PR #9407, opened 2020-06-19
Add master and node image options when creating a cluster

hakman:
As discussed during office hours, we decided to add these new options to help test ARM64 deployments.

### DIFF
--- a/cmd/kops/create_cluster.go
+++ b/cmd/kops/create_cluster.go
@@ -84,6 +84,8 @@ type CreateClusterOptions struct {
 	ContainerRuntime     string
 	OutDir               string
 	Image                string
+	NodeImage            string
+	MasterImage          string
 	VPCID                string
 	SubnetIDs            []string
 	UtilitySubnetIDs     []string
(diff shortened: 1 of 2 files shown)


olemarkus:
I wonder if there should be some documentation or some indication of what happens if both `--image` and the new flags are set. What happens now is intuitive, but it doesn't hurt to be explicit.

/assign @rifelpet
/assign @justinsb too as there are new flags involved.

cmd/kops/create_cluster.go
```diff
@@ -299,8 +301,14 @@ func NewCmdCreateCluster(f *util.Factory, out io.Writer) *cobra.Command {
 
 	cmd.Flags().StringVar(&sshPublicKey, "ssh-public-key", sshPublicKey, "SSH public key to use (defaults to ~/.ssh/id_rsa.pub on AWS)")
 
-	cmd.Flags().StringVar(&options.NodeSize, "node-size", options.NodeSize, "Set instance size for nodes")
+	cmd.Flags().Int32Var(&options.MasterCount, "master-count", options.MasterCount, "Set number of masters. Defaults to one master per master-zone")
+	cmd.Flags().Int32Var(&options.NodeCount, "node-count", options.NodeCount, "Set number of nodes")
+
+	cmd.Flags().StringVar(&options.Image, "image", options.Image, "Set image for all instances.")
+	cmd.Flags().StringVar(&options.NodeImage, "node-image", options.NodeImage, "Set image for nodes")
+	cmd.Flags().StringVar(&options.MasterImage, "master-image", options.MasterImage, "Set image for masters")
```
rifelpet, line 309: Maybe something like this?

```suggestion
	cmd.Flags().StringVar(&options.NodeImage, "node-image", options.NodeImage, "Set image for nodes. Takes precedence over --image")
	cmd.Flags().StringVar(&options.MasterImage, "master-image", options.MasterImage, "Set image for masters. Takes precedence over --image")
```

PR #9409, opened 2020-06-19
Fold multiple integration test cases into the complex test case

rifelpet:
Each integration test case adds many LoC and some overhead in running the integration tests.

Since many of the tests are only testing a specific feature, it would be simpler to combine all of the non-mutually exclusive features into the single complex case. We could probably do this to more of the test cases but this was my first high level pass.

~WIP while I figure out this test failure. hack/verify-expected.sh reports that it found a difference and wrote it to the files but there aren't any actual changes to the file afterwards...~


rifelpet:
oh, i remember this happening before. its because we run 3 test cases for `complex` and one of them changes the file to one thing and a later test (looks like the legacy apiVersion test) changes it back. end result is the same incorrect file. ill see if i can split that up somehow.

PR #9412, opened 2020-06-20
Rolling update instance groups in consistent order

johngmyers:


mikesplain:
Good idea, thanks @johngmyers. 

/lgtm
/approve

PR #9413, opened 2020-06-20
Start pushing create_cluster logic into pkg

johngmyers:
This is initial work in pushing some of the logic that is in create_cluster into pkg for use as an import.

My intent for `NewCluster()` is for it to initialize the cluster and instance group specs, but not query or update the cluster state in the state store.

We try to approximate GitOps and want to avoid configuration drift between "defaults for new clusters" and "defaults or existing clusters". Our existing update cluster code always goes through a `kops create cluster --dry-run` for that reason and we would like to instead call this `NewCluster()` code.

┄┄┄┄┄┄

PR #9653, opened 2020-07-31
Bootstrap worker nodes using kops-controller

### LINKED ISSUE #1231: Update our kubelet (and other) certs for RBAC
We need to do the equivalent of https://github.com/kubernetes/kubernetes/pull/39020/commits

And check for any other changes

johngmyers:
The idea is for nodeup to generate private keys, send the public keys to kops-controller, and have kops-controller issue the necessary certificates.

┄┄┄┄┄┄

For the string "complex", filter the data and copy out each line where it occurs.

Fold multiple integration test cases into the complex test case
Since many of the tests are only testing a specific feature, it would be simpler to combine all of the non-mutually exclusive features into the single complex case. We could probably do this to more of the test cases but this was my first high level pass.
oh, i remember this happening before. its because we run 3 test cases for `complex` and one of them changes the file to one thing and a later test (looks like the legacy apiVersion test) changes it back. end result is the same incorrect file. ill see if i can split that up somehow.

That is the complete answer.